Another thought is could a persistant cache for active ARs(Where they are and what they are doing) be done in mongo/mysql or some shared cache and a isActive check done before starting new operation and once found route it to the listener queue for that node for incoming ARs (alos these queues could be multithreaded to boost async performance). This query check has performance implications, however don’t know how jGroup coordination can avoid that as synching consistency is also a challenge unless not guaranteed with transaction in persistent area, for resilience and preferably in a cache to speed things up. if mongo multi nodes were on same machine they would probably get data from that proximity for speed… ?

Just initial thoughts…

Cheers and thanks

Hi guys,

I understand where the idea comes from. Some colleagues have build a
solution using an AMQP broker with multiple nodes processing the commands.
Their conclusion: don't!

The reason is that there is a major design aspect about AMQP, that doesn't
make it suitable for consistent routing. The idea behind message brokers is
that it abstracts sender and receiver away from eachother. The sender just
sends and "assumes" that any client will receive the message. The problem
is that AMQP will just place it in a queue.You cannot dispatch consistently
from a queue to its recipients. If you don't care which nodes handles which
command, a single queue for them to read from is your solution. If you want
to consistently route commands, AMQP is not the design you're looking for.

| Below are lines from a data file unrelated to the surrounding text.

PR #422, opened 2015-11-27
Decrypt callid encrypted by topoh module before save in database

pseabra:
Homer can't relate callids encrypted and decrypted, originated by module topoh, issue https://groups.google.com/forum/#!topic/homer-discuss/1_a01BbgnD0

Issue fixed changing function sip_capture_store to decrypt callid and save decrypted callid in database.

### DIFF
--- a/modules/sipcapture/sipcapture.c
+++ b/modules/sipcapture/sipcapture.c
@@ -77,6 +77,7 @@
 #include "sipcapture.h"
 #include "hash_mode.h"
 #include "hep.h"
+#include "th_mask.h"
 
 #ifdef STATISTICS
 #include "../../lib/kcore/statistics.h"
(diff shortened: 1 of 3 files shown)


adubovikov:
thank you for your patch, but the th_ parameters should not be hardcoded, please add them to param_export_t params. As reference, use:
https://github.com/kamailio/kamailio/blob/master/modules/topoh/topoh_mod.c#L86
or
https://github.com/kamailio/kamailio/blob/master/modules/sipcapture/sipcapture.c#L278

miconda:
Few more things that need to be done:

  * the commit message must have the format as per guidelines at:
  * this patch seems to just copy a lot of code from topoh module to sipcapture. It means that if there is a change in topoh, it needs to be resync'ed in sipcapture. This is not the right way to do. Better export an intermodule API in topoh and bind to that one from sipcapture. In this way, the code and parameters from topoh will be used by sipcapture. Sipcapture should get a new module parameter to control if it should bind or not to topoh.

You can look at sl module how it exports some functions (modules/sl/sl.h, the sl_api_t structure and the sl_load_api() function) and then at registrar module how it binds to sl in mod_init() and use sl functions.

miconda:
Re-implemented via exporting topoh module api -- see topoh_unmask parameter for sipcapture module. Testing is needed.

PR #423, opened 2015-11-28
textops: Fix get_body_part() end of body headers

smititelu:
Remember the end of body headers and use it for get_body_part().


miconda:
Thanks! You can merge it.

PR #425, opened 2015-12-01
Add RR parameter on sequential requests

khoegh:
The 2 commits restores vsf=, vst= and did= RR parameters on in-dialog requests


miconda:
Thanks!

It looks like in the patch to uac needs to allocate one more char for the buffer, to store '\0' ending char. I am going to merge and then adjust the code.

PR #436, opened 2015-12-09
htable: fixing htable.stats for max slot value

snen:
add missed 'd' parameter to rpc->struct_add format string
before patch
```
[root@sw4 kamailio]# kamcmd htable.stats
{
	name: some_htable
	slots: 4096
	all: 285304
	min: 43
}
```
after patch
```
[root@sw4 kamailio]# kamcmd htable.stats
{
	name: some_htable
	slots: 4096
	all: 285304
	min: 43
	max: 103
}
```


miconda:
Thanks!

PR #442, opened 2015-12-14
Better counting of received_replies counter

smititelu:
Consider the simple basic dialog scenario:
```
                        Messages
INVITE ---------->      1
407 <----------         1
ACK ---------->         1
INVITE ---------->      1
100 <----------         1
180 <----------         1
183 <----------         0
200 <----------         1     
ACK ---------->         1
Pause [   7000ms]       1
BYE ---------->         1             
200 <----------         1
```
Before this patch:
```
tmx:local_replies = 1
tmx:received_replies = 2
tmx:relayed_replies = 3
```
After this patch:
```
tmx:received_replies = 3
tmx:received_replies_absorbed = 0
tmx:relayed_locally = 1
tmx:relayed_received = 3
tmx:relayed_total = 4
```


smititelu:
Running a cfa scenario:
```
...
tmx:received_replies = 11
tmx:received_replies_absorbed = 6
tmx:relayed_locally = 4
tmx:relayed_received = 5
tmx:relayed_total = 9
```

miconda:
Thanks for this contribution, I think the result shows better what happens with the replies handled by tm.

The patch can be merged. But afterwards, because we are already having different names and change the overall counting for those replies, I think is better to go to a more coherent naming. So, if you have time, after merging, maybe you can change the names.

I propose to use 'rpl_' prefix to suggest is about replies, so:

```
tmx:rpl_received - received replies
tmx:rpl_absorbed - absorbed replies (I think it suggests already they were received, in order to be absorbed)
tmx:rpl_generated - locally generated replies
tmx:rpl_relayed - relayed replies (I think 'relay' would be suggestive enough for 'received and sent out'
tmx:rpl_sent - all replies that were sent out (local and received)
```

If anyone has better suggestions for names, I welcome other proposals. One of the goals should be trying to keep the names rather short.

PR #443, opened 2015-12-14
modules/cfgt: debugger config test support

linuxmaniac:
generates reports of testing scenarios:

* received message
* messages sent
* flow of executed routes ( `start`, `drop`, `exit`, `return` )
* list of the variables and its value at every route executed controlled by mask
  (`CFGT_DP_NULL`, `CFGT_DP_AVP`, `CFGT_DP_SCRIPTVAR`
   `CFGT_DP_XAVP`, `CFGT_DP_OTHER`, `CFGT_DP_ALL`)

Changes in the implementation from the initial propose:

 * used a prefix on `Call-ID` instead of custom SIP headers `X-Kamailio-test` and `X-Kamailio-test-ID` allowing the ability to bypass other devices filters ( like sems whitelist SIP headers )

"and eliminate the jgroups maintenance and management/complexity". What's
so complex about JGroups? All you need is to configure a list of IP
addresses or a gossip router and you're set. It's really simple. And the
biggest advantage is that Axon will use JGroups to dynamically (and
consistently) route commands to the members. This will ensure that commands
for the same aggregate will always hit the same server. So it's perfectly
safe to use a cache. The power in this solution comes from the lack of the
need for a centralized registry of who does what. Such a registry would
only be a single point of failure, or at least a severe bottleneck.

"What about using an MQ for the command messages and groups just for the
coordination?"
I don't see how this makes the world any easier. JGroups is perfectly fine
for point to point communication. Adding MQ to the mix will take everything
to another level of complexity where, honestly, I don't think the tools
will really benefit from eachother.

Cheers,

Allard

Agree… Feels like if the jgroups behind the curtain implementation management is hidden away with just few config ip/addresses, then it should be ok, however the resiliance and scale of that will be key (bringing down or adding nodes on the fly and down node detection to facilitate bringing up new nodes without compromising date integrity and state).

Cheers…

R

JGroups comes with a pretty good default configuration for TCP, UDP and the
like. All you need to configure is IP addresses. In Axon, I will provide
easy access to some of the sensible default settings. Of course, advanced
tuning will always require a bit more jgroups knowledge.